Apparently, the generalists in Great Britain have about double the success of meeting their hypertensive goals. North American family physicians do not, which should embarrass all of us. 

The nice guidelines are more prescriptive than the JNC American Heart Association guidelines are. So, if you read JNC 8 or the AHA guidelines, they have some sort of vague suggestions about what it is you should use, but they want to leave it up to you. There they're more about describing the evidence and suggesting targets, whereas the Brits said, “No, do it this way.” 

If your patient has hypertension, of course, you're going to talk about not eating refined foods. The first step after therapeutic lifestyle choices should be either an ACE/AAB, and I don't care which one, or a calcium channel blocker. 

We should probably pick the ACE or ARB for diabetics. Or, if you have proteinuria, we maybe should pick this CCB first, if the patient you're working with is black, but the outcomes data is pretty similar. So the Brits think you could pick either one of them and be OK. 


So now we've got a patient who started out with blood pressure that was 180. You put him on one pill, they got to 168. We added the second pill, they got to 156. We wanted the land in the 130, so we put them on chlorthalidone, now they’re down to 144. But they haven't yet made their goal. 

It's starting to get weird now. Three good drugs, and they're still not on target. The first few JNC reports suggested that, at diagnosis of hypertension, everybody should get this set of labs and maybe an EKG. They wanted us to go looking for secondary causes of hypertension before we even bothered to start treatment. They backed away from that now. 

But I'd like you to think about that. If it's time for drug number four, the pool of people who are left that need a fourth medicine overrepresent people who have a secondary cause. And it turns out that, by a lot, the most common cause of secondary hypertension is hyperaldosteronism. 

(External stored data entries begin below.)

PR #58, opened 2026-04-10
feat: add registry install path with SHA-256 verification (A-401 F-4)

jcfischer:
## Summary
- `arc install @scope/name[@version]` -- new registry install path
- Downloads tarball from metafactory storage endpoint, verifies SHA-256, extracts, installs
- Three-way CLI routing: package ref -> registry / URL -> git clone / simple name -> source lookup
- Backward compatible: existing git URL and simple name installs unchanged

## New library: src/lib/registry-install.ts
- `parsePackageRef` / `formatPackageRef` -- @scope/name[@version] handling
- `resolveFromRegistry` -- version + SHA-256 lookup via F-3 API client
- `downloadPackage` -- Bearer auth, 60s timeout, single retry
- `verifyChecksum` -- mandatory SHA-256, no bypass
- `extractPackage` -- tar extraction, manifest validation, cleanup on failure

## Security
- SHA-256 verification is mandatory for registry installs
- Checksum mismatch: abort + clear security warning
- Bearer tokens never logged
- Partial downloads cleaned up on failure

## Tests
13 new tests. Full suite: **365/365 passing**.

| Group | Tests | Covers |
|-------|-------|--------|
| parsePackageRef | 6 | Valid formats, null for URLs/paths/simple names |
| formatPackageRef | 2 | With/without version |
| verifyChecksum | 4 | Match, mismatch, case-insensitive, empty file |
| extractPackage | 1 | Invalid tarball rejection |

## SpecFlow
F-4 of A-401 series. Depends on F-1, F-2, F-3 (all merged).

F-5 (search across sources) is the final feature in this series.

@the-metafactory/luna -- requesting review

Generated with [Claude Code](https://claude.com/claude-code)

### DIFF
--- a/src/cli.ts
+++ b/src/cli.ts
@@ -37,6 +37,14 @@ import {
 import type { CatalogEntry, ArtifactType, PackageTier, RegistrySource, SourceType } from "./types.js";
 import { login } from "./commands/login.js";
 import { logout } from "./commands/logout.js";
+import {
+  parsePackageRef,
+  formatPackageRef,
+  resolveFromRegistry,
+  downloadPackage,
+  verifyChecksum,
+  extractPackage,
+} from "./lib/registry-install.js";
 import { loadCatalog, saveCatalog, findEntry } from "./lib/catalog.js";
 import {
   loadSources,
@@ -74,17 +82,20 @@ program
     await ensureDirectories(paths);
     const db = openDatabase(paths.dbPath);
 
+    // Check if input is a registry package ref (@scope/name[@version])
+    const pkgRef = parsePackageRef(nameOrUrl);
+
     // Parse library:artifact colon syntax (only for non-URL names)
     const isUrl =
-      nameOrUrl.includes("/") ||
       nameOrUrl.startsWith("git@") ||
-      nameOrUrl.startsWith("http");
+      nameOrUrl.startsWith("http") ||
+      nameOrUrl.startsWith("file://");
 
     let libraryName: string | undefined;
     let artifactName: string | undefined;
     let lookupName = nameOrUrl;
 
-    if (!isUrl) {
+    if (!isUrl && !pkgRef) {
       const libRef = parseLibraryRef(nameOrUrl);
       if (libRef?.artifactName) {
         libraryName = libRef.libraryName;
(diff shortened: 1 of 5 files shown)


mellanon (changes requested):
## PR #58 Review — A-401 F-4: Registry Install with SHA-256 Verification

**Lenses applied:** CodeQuality, Security, Architecture, Performance

### Verdict: 🔴 Request Changes (1 blocking bug)

---

### 🔴 BLOCKING — `install()` integration will always fail for registry installs

**The problem:** After extracting the tarball, `cli.ts` calls `install()` with `repoUrl: formatPackageRef(...)` which produces `@metafactory/grove@1.0.0`. Inside `install()`:

1. `extractRepoName("@metafactory/grove@1.0.0")` → `"grove@1.0.0"`
2. `installPath = join(reposDir, "grove@1.0.0")` — **different** from the extracted dir `"metafactory__grove"`
3. `existsSync(installPath)` → `false`
4. Attempts `git clone @metafactory/grove@1.0.0 <path>` → **fails** (not a valid git URL)

The extracted package at `${reposDir}/metafactory__grove` is never found by `install()`.

**Suggested fix options (pick one):**
- **A)** Add an `installPath` option to `install()` that skips the clone step when a pre-extracted directory is provided
- **B)** Extract the post-clone steps (manifest read, symlinks, hooks, DB recording) into a shared function that both the git and registry paths can call
- **C)** Set `repoUrl` to the extracted directory path and ensure `extractRepoName` derives the same directory name

Option B is the cleanest architecturally — it separates "acquire source" from "process + install manifest".

---

### ⚠️ WARNING — URL construction without `encodeURIComponent`

In `resolveFromRegistry` (line 80):
```typescript
const versionDetailUrl = `${source.url}/api/v1/packages/@${ref.scope}/${ref.name}/versions`;
```

While the regex constrains scope/name to `[a-zA-Z0-9._-]` (no injection risk), this is inconsistent with F-3 which was specifically asked to add `encodeURIComponent` on path segments. Apply the same pattern here for consistency.

---

### ⚠️ WARNING — `isUrl` detection behavioral change

The original `isUrl` check included `nameOrUrl.includes("/")` which matched any URL with a slash. Removing it is necessary for `@scope/name` routing, but it also means bare-domain inputs like `github.com/user/repo` (without `https://`) would no longer route to git clone. Low risk since the documented usage is full URLs, but worth noting for edge-case awareness.

---

### 💡 SUGGESTION — Empty catch in `extractPackage`

`await unlink(tarballPath).catch(() => {})` silently swallows cleanup errors. Per repo rules, should at minimum use `.catch((_err) => {})` to signal intentional suppression.

### 💡 SUGGESTION — Missing test coverage for resolution + download

`resolveFromRegistry` and `downloadPackage` have no test coverage. These are the most integration-heavy functions. Even with mocked `fetch`, tests for version resolution fallback, retry behavior on 5xx, and auth-header attachment would catch regressions.

### 💡 SUGGESTION — Unbounded version capture

The regex `(?:@(.+))?$` accepts any string as version, including `@scope/name@1.0.0@evil`. Consider tightening to `(?:@([^@]+))?$` to prevent ambiguous parses.

---

### ✅ What's good

- **SHA-256 verification is mandatory** — no bypass, clean failure messaging, case-insensitive comparison. Security-first.
- **Three-way routing** — package ref / URL / name routing is well-structured and the parse-first approach is correct.
- **Error handling** — distinct messages for 401/403/404, single retry for transient failures, cleanup on checksum failure.
- **Type additions** (`PackageRef`, `VerifyResult`) are clean and well-placed in `types.ts`.
- **Test quality** — parsing, checksum, and extraction tests are thorough.

| # | Finding | Severity | Line |
|---|---------|----------|------|
| 1 | `install()` called with package ref will git-clone-fail | 🔴 Blocking | cli.ts:140 |
| 2 | URL path segments unencoded (inconsistent with F-3) | ⚠️ Warning | registry-install.ts:80 |
| 3 | `isUrl` behavior change for bare-domain inputs | ⚠️ Warning | cli.ts:87 |
| 4 | Empty catch should use `_err` naming | 💡 Suggestion | registry-install.ts:225 |
| 5 | No tests for `resolveFromRegistry` / `downloadPackage` | 💡 Suggestion | — |
| 6 | Unbounded version capture group | 💡 Suggestion | registry-install.ts:18 |

jcfischer:
## Resolution Table

| # | Finding | Fix |
|---|---------|-----|
| 1 | install() fails for registry installs (blocking) | Added `preExtractedPath` option to `InstallOptions`. When set, `install()` uses that path as installPath and skips the git clone step. CLI passes `extract.extractedPath` for registry installs. |
| 2 | URL encoding in resolveFromRegistry (warning) | `encodeURIComponent` applied to scope and name in version lookup URL |
| 3 | isUrl bare-domain behavior (warning) | Noted -- documented usage is full URLs. Low risk. |
| 4 | Empty catch in extractPackage (suggestion) | `catch((_err) => {})` with comment "cleanup failure is non-fatal" |
| 5 | No tests for resolveFromRegistry/downloadPackage (suggestion) | **10 new tests**: version resolution (latest, specific, not found, no metafactory source), download (success, Bearer auth, 401, 404, retry) |
| 6 | Unbounded version regex (suggestion) | Tightened to `(?:@([^@]+))?$`. Added test for `@scope/name@1.0.0@evil` rejection. |

Full suite: **375/375** passing.

@the-metafactory/luna -- ready for re-review.

mellanon (approved):
## Re-review: All findings resolved ✅

Fix commit `515835b` addresses all 6 items from the initial review:

| # | Finding | Resolution |
|---|---------|-----------|
| 1 | **Blocking**: install() directory mismatch | `preExtractedPath` option bypasses git clone, passes extracted directory directly — clean minimal integration |
| 2 | URL encoding on scope/name | `encodeURIComponent` on both segments in version lookup URL |
| 3 | `isUrl` bare-domain behavior | Acknowledged — documented usage is full URLs; `@scope/name` routing happens first so no conflict |
| 4 | Empty catch on unlink | `_err` naming convention with non-fatal context |
| 5 | Missing test coverage for error paths | 10 new tests: resolveFromRegistry (latest, specific version, not found, no metafactory source) + downloadPackage (success, auth, 401, 404, retry) |
| 6 | Version regex allows multi-@ | Tightened to `(?:@([^@]+))?$` — test confirms `@scope/name@1.0.0@evil` → null |

**Architecture note:** The `preExtractedPath` approach is the right call — it's a minimal addition to `install()` that preserves all downstream logic (manifest reading, symlinks, hooks, DB registration) without duplicating it.

Suite: 375/375. No new issues. Ready to merge.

I don't like cookbooks when it comes to medicine. I would prefer to feel creative, but it turns out that sometimes cookbooks make us better chefs. And so I don't think there's a lot of room for creativity here. If we were better at getting our patients to target, then we could talk. But if only a third of our patients are actually landing on targets, then maybe we should follow guidelines. 

In summary, not all that lowers blood pressure prevents cardiovascular events. So we have a duty to migrate our patients off the atenolol that they've been using for the last 40 years. We've been refilling it off of inertia because we didn't want to upset great-grandma. But we have a responsibility to her to get her on something useful. 

And we've got to stop thinking we've got a twofer when we're using Doxazosin. Chlorthalidone is the only useful once-daily thiazide. If you want to use hydrochlorothiazide at smallish doses to get a smallish benefit as an add-on, I can't beat you up, but it's not monotherapy. 

Use an ACE inhibitor regardless of a person's creatinine level. Polypharmacy is the rule and love the NICE guidelines.